Reputation: 915
Is it possible to train a model by xgboost that has multiple continuous outputs (multi-regression)? What would be the objective of training such a model?
Thanks in advance for any suggestions
Upvotes: 49
Views: 44761
Reputation: 1833
The 2.0.0 xgboost release supports multi-target trees with vector-leaf outputs.
Meaning, xgboost can now build multi-output trees where the size of leaf equals the number of targets. The tree method hist
must be used.
Specify the multi_strategy = "multi_output_tree"
training parameter to build a multi-output tree:
clf = xgb.XGBClassifier(tree_method="hist", multi_strategy="multi_output_tree")
A regression example based on @ComeAndGetMe's answer:
import numpy as np
import pandas as pd
import xgboost as xgb
print('xgb version:', xgb.__version__)
# get some noised linear data
X = np.random.random((1000, 10))
a = np.random.random((10, 3))
y = np.dot(X, a) + np.random.normal(0, 1e-3, (1000, 3))
# fitting
multioutputregressor = xgb.XGBRegressor(objective = "reg:squarederror",
tree_method = "hist",
multi_strategy = "multi_output_tree")
multioutputregressor.fit(X, y)
# predicting on the training data
print('mse:', np.mean((multioutputregressor.predict(X) - y)**2, axis=0))
Output:
xgb version: 2.0.0
mse: [9.43447858e-05 8.78643942e-05 9.99183540e-05]
Setting multi_strategy="one_output_per_tree"
, the default, will build one model per-target. In general, I would expect this option to give better results.
See also the xgboost tutorial for multi-output regression.

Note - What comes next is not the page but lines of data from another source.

PR #525, opened 2019-05-13
Email default frequency

ChrisBAshton:
Trello card: https://trello.com/c/rUqtUSMG

## What

- Verifies that the business finder email signup is 'No more than once a day' by default.
- Verifies that other existing email signups continue to be 'As soon as they happen' by default.

## Why

In https://trello.com/c/f7DWeg4q, we changed the default value of the business finder email screen to daily. As this touched email-alert-frontend and finder-frontend, we were able to test in isolation but not as a whole, so an integration test is required to check the e2e functionality.

We also want to verify that we haven't broken the default value of existing email signup pages.

### DIFF
--- a/features/step_definitions/email_sign_up_steps.rb
+++ b/features/step_definitions/email_sign_up_steps.rb
@@ -20,3 +20,8 @@ end
 When /^I click on the button "(.*?)"$/ do |button_text|
   click_button button_text
 end
+
+And /^the "(.+)" option should be preselected by default$/ do |frequency|
+  # 'visible: false' because the radio buttons are 'hidden' in order to style them
+  expect(page).to have_css("input[name='frequency'][value='#{frequency}'][checked]", visible: false)
+end
--- a/features/email_sign_up.feature
+++ b/features/email_sign_up.feature
@@ -75,3 +75,12 @@ Feature: Email signup
     And I choose the checkbox "Markets" and click on "Create subscription"
     Then I should see "How often do you want to get updates?"
     And the "immediately" option should be preselected by default
+
+  @normal
+  Scenario: Starting from the business finder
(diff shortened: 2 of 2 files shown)


features/step_definitions/email_sign_up_steps.rb
```diff
@@ -20,3 +20,8 @@
 When /^I click on the button "(.*?)"$/ do |button_text|
   click_button button_text
 end
+
+And /^the "(.+)" option should be preselected by default$/ do |frequency|
+  # 'visible: false' because the radio buttons are 'hidden' in order to style them
+  expect(page).to have_css("input[name='frequency'][value='#{frequency}'][checked]", visible: false)
```
brucebolt: Are the radio buttons definitely 'hidden' in the CSS?  I'm not seeing anything to suggest this on the production site.

ChrisBAshton: Our radio input has this CSS:

```css
.govuk-radios__input {
    cursor: pointer;
    position: absolute;
    z-index: 1;
    top: -2px;
    left: -2px;
    width: 44px;
    height: 44px;
    margin: 0;
    opacity: 0;
}
```

In this case, I think it's the `opacity: 0` that's causing `visible?` to return `false`. The [docs are very vague](https://www.rubydoc.info/github/jnicklas/capybara/Capybara%2FNode%2FElement:visible%3F) ("Not all drivers support CSS, so the result may be inaccurate.") but [other people seem to be able to corroborate this](https://til-engineering.nulogy.com/posts/461fe077bc-capybara-will-skip-invisible-elements-by-default).

brucebolt: I see, didn't spot the `opacity` value is zero.  Seems entirely reasonable to set `visible: false` in that case.

PR #1214, opened 2023-12-15
Debug smokey

minhngocd:
Figure out why tests are failing

## Testing


theseanything:
We don't want debug logic in production code.

PR #1225, opened 2024-01-08
Remove the search-analytics smokey tests

leenagupte:
The three search queries used in these smokey tests are inflating and polluting the clickboost search data.

The GA4/Analytics team tried to filter out the Smokey data at the GA4 end but weren't fully able to.

The test can be removed for a few reasons:

1. The clickboost data is being used to evaluate the new search product and that can't happen effectively if the clickboost data thinks pages are popular based on clicks occurring in tests. Once the new product is live it will continue to effect the results that users see.
2. search-analytics hasn't worked properly since the move to kubernetes, though work is being done to retify this.
3. These tests check for Univeral Analytics which is being removed, so the tests will need to br written anyhow.

## Testing

Unrelated Feedback test fails in [integration](https://argo.eks.integration.govuk.digital/applications/cluster-services/smokey?orphaned=false&node=batch%2FJob%2Fapps%2Fsmokey-28412250&tab=logs&resource=).

### DIFF
--- a/features/apps/finder_frontend.feature
+++ b/features/apps/finder_frontend.feature
@@ -19,12 +19,6 @@ Feature: Finder Frontend
     When I search for "<keywords>"
     Then I should see some search results
     And the search results should be unique
-    And search analytics for "<keywords>" are reported
-    When I go to the next page
-    Then the "contentsClicked" event is reported
-    When I click result 1
-    Then the "navFinderLinkClicked" event for result Search.1 is reported
-    And the "UX" event for result click is reported
 
     Examples:
     | keywords         |
--- a/features/step_definitions/analytics.rb
+++ b/features/step_definitions/analytics.rb
@@ -1,18 +1,3 @@
-Then /^search analytics for "(.*)" are reported$/ do |term|
-  sought = CGI::escape("/search/all?keywords=#{term.sub(' ', '+')}")
-  expect(browser_has_analytics_request_containing sought).to be(true)
-end
-
-Then /^the "(.*)" event is reported$/ do |event|
-  sought = "ec=#{event}"
-  expect(browser_has_analytics_request_containing sought).to be(true)
-end
-
-Then /^the "(.*)" event for result (.*) is reported$/ do |event, n|
-  sought = "ec=#{event}&ea=#{n}"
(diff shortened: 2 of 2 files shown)


robinjam (approved):

features/apps/finder_frontend.feature
```diff
@@ -19,12 +19,6 @@ Feature: Finder Frontend
     When I search for "<keywords>"
     Then I should see some search results
     And the search results should be unique
-    And search analytics for "<keywords>" are reported
-    When I go to the next page
-    Then the "contentsClicked" event is reported
-    When I click result 1
-    Then the "navFinderLinkClicked" event for result Search.1 is reported
-    And the "UX" event for result click is reported
```
gclssvglx, line 27: Bit of a 'meta' question sorry - does the fact that these tests actually create analytics data mean we should never have/use/write tests like this? Surely, we're always polluting data and unless that can be subsequently ignored it'll remain an issue. 

Could we add/change something into the analytics data being created here - 'TEST_PLEASE_IGNORE' for example - so that it can be reliably be ignored.

As a general thought, I wonder if this is the best way to test that analytics data is being fired and captured 🤔 

Do we know if it's specific keywords that cause the pollution or just that fact that anything in there is an issue? Just thinking if we can exclude tests based on specific keywords.

Sorry, a lot of questions...

gclssvglx (approved):
Great stuff @leenagupte 👍 

More than happy to approve this as these tests clearly pollute our 'real' analytics data - clearly undesirable - so needs to be removed. I've added some thoughts and questions but I feel/know some or all of these are being addressed by the GA4 project, so can probably be treated as rhetorical.

features/apps/finder_frontend.feature
leenagupte: It turns out the clickboost score is being distorted. The LTR model in the old search-api has added logic to mitigate this, but the new search is just using the clickboost scores as is, because why wouldn't you? 😱 

The test data just made it easier to spot. One of the things that the PA stumbled on was that the order of results for "passport" looked odd.

I do wonder whether checking that the analytics are being reported need to be a smokey test at all, or yes, should have someway of identifying itself as test data that should be ignored.

PR #1228, opened 2024-01-09
Fix static feature

unoduetre:
# What

Form actions can contain a domain name, but `feedback_steps.rb` does 
not take it into account and it assumes the action URL can only contain a path but not a domain. This PR fixes that by checking if the action url **ends with** (as opposed to be equal to) the path.

# Why

This is a proposed PR fixing an ongoing bug with the smokey test. It does not introduce new any functionalities. For this reason it does not contain the ticket reference.

## Testing


robinjam (approved):

unoduetre (commented):
Looks good to me

PR #1242, opened 2024-01-29
Update collections.feature test to test new stable page

georges1996:
## Testing

- This example page pulls data in from the `Services.search_api.search` in the collections app https://www.integration.publishing.service.gov.uk/world/afghanistan/news
-  The `app/models/world_location_news.rb` file makes a number of calls to this api pulling in different collections here https://github.com/alphagov/collections/blob/main/app/models/world_location_news.rb#L69-L83. 
- Here is where the call is made `app/services/search_documents.rb`. 
- When testing locally and removing these calls we don't see the various sections on this page https://www.integration.publishing.service.gov.uk/world/afghanistan/news

Ticket: https://trello.com/c/nGHmbA30/2332-update-smokey-before-we-retire-hmrc-services-and-information-page-l

### DIFF
--- a/features/step_definitions/smokey_steps.rb
+++ b/features/step_definitions/smokey_steps.rb
@@ -185,10 +185,13 @@ Then /^JSON is returned$/ do
   expect(JSON.parse(@response.body).class).to eq(Hash)
 end
 
-When /^I see links to pages per topic$/ do
-  pages = Nokogiri::HTML.parse(page.body).css(".browse-container a")
-  unless pages.any?
-    fail "There are no links on this Services and Information page"
+When /^I see the links pulled form search_api$/ do
+  latest_section = Nokogiri::HTML.parse(page.body).css("#latest")
+  latest_items_list = latest_section.css(".gem-c-document-list ul")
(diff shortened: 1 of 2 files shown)


features/step_definitions/smokey_steps.rb
```diff
@@ -185,9 +185,12 @@ def should_see(text)
...
 
-When /^I see links to pages per topic$/ do
-  pages = Nokogiri::HTML.parse(page.body).css(".browse-container a")
-  unless pages.any?
+When /^I see the links pulled form search_api$/ do
+  latest_section = Nokogiri::HTML.parse(page.body).css("#latest")
+  latest_items_list = latest_section.css(".gem-c-document-list ul")
+  latest_items = latest_items_list.css(".gem-c-document-list__item-metadata")
+
+  unless latest_items.any?
```
hannako, line 193: Shall we change the error here: `fail "There are no links on this Services and Information page"`

Tetrino: I agree, this seems a bit vague and should tell us what we're expecting directly - if only because sometimes we have many of these failures and need a quick reference.

Tetrino (approved):

PR #1246, opened 2024-02-01
Fix postcode used to test POST request for CDN

theseanything:
Updated the postcode to our current office, previous postcode didn't return any results.


samsimpson1 (approved):

sengi:
Curious that we stopped returning results for the previous postcode though 🤔

PR #1261, opened 2024-02-21
Rename licensify tests

theseanything:
This renames the test label for licensify so that they are correct referenced in the post sync workflow, which expected them to match the ArgoCD App name.


sengi (approved):
Good find 😅

PR #1312, opened 2024-07-09
Remove uniqueness test for search results

KludgeKML:
- The finder-frontend scenario these are used in is "Check the frontend can talk to Search API", and that doesn't really need to prove uniqueness, only that _any_ results come back.
- The uniqueness test really seems to be about search _quality_, and the search team are already monitoring quality much more intensively than this simple test can.
- The tests as they are are a little fragile (they break if the result doesn't have descriptive text), and although they could easily be re-written to be less fragile, it's not clear they actually add anything.

## Testing

### DIFF
--- a/features/apps/finder_frontend.feature
+++ b/features/apps/finder_frontend.feature
@@ -18,7 +18,6 @@ Feature: Finder Frontend
     Given I consent to cookies
     When I search for "<keywords>"
     Then I should see some search results
-    And the search results should be unique
 
     Examples:
     | keywords         |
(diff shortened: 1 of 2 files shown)


csutter (approved):
Looks good and makes sense ✅ 

While we're at it - is it worth improving the name of this scenario ("_check the frontend can talk to Search API_")?

Just thinking that it _technically_ checks for Search API v2, but also that's an implementation detail and really what we're interested in is something along the lines of "check some search results are returned"...

KludgeKML:
I think we probably shouldn't add versions here. By design, IIRC, a lot of these tests are specifically like this (ie they are actually just checking if two components that should be able to talk can), so I think we should probably leave it as is at the moment to stay coherent with the other tests.

PR #1313, opened 2024-07-09
Remove dangling reference to a deleted Analytics step.

sengi:
Since #1310, `cdn.feature` has been failing with:

```
Undefined Scenarios:
cucumber -p production features/cdn.feature:9 # Scenario: Check an A/B test is persistent
...
You can implement step definitions for undefined steps with these snippets:
Then('the bucket is reported to Google Analytics') do
...
```


KludgeKML (approved):
LGTM - thanks, not sure how I missed that one.

PR #1332, opened 2024-09-23
Add tests for GOV.UK Chat

jackbot:
https://trello.com/c/bnG6AjtP/1937

Adds two simple tests:

1. For a non-signed in user viewing a static page. We use the about page here instead of the homepage as the Chat app can be turned on and off to allow and disallow public access while it's still in beta mode. So the homepage can change state, which is why we test against a static page that won't change.
2. For a signed-in user viewing the admin area

Chat is set up slightly differently on integration/staging vs prod currently. Chat is still in beta so it's only available via the external URL on prod.  So a custom step definition was needed here to set the external URL differently on integration. Once we've got all environments consistent, we can delete this whole step definition file and just use the existing "When I visit x" definition.

### DIFF
--- a/features/apps/govuk_chat.feature
+++ b/features/apps/govuk_chat.feature
@@ -1,0 +1,12 @@
+@app-govuk-chat
+Feature: GOV.UK Chat
+  Scenario: Can view a static page
+    When I visit the GOV.UK Chat about page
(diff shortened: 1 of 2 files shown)


davidgisbey (approved):
looks good to me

As of this writing, xgboost support for multiple outputs is considered experimental and only the python version is tested.
Upvotes: 3
Reputation: 1
You can use Linear regression, random forest regressors, and some other related algorithms in scikit-learn to produce multi-output regression. Not sure about XGboost. The boosting regressor in Scikit does not allow multiple outputs. For people who asked, when it may be necessary one example would be to forecast multi-steps of time-series a head.
Upvotes: 0
Reputation: 10011
It generates warnings:
reg:linear is now deprecated in favor of reg:squarederror
, so I updated an answer based on @ComeOnGetMe's
import numpy as np
import pandas as pd
import xgboost as xgb
from sklearn.multioutput import MultiOutputRegressor
# get some noised linear data
X = np.random.random((1000, 10))
a = np.random.random((10, 3))
y = np.dot(X, a) + np.random.normal(0, 1e-3, (1000, 3))
# fitting
multioutputregressor = MultiOutputRegressor(xgb.XGBRegressor(objective='reg:squarederror')).fit(X, y)
# predicting
print(np.mean((multioutputregressor.predict(X) - y)**2, axis=0))
Out:
[2.00592697e-05 1.50084441e-05 2.01412247e-05]
Upvotes: 6
Reputation: 1117
My suggestion is to use sklearn.multioutput.MultiOutputRegressor as a wrapper of xgb.XGBRegressor
. MultiOutputRegressor
trains one regressor per target and only requires that the regressor implements fit
and predict
, which xgboost happens to support.
# get some noised linear data
X = np.random.random((1000, 10))
a = np.random.random((10, 3))
y = np.dot(X, a) + np.random.normal(0, 1e-3, (1000, 3))
# fitting
multioutputregressor = MultiOutputRegressor(xgb.XGBRegressor(objective='reg:linear')).fit(X, y)
# predicting
print(np.mean((multioutputregressor.predict(X) - y)**2, axis=0)) # 0.004, 0.003, 0.005
This is probably the easiest way to regress multi-dimension targets using xgboost as you would not need to change any other part of your code (if you were using the sklearn API originally).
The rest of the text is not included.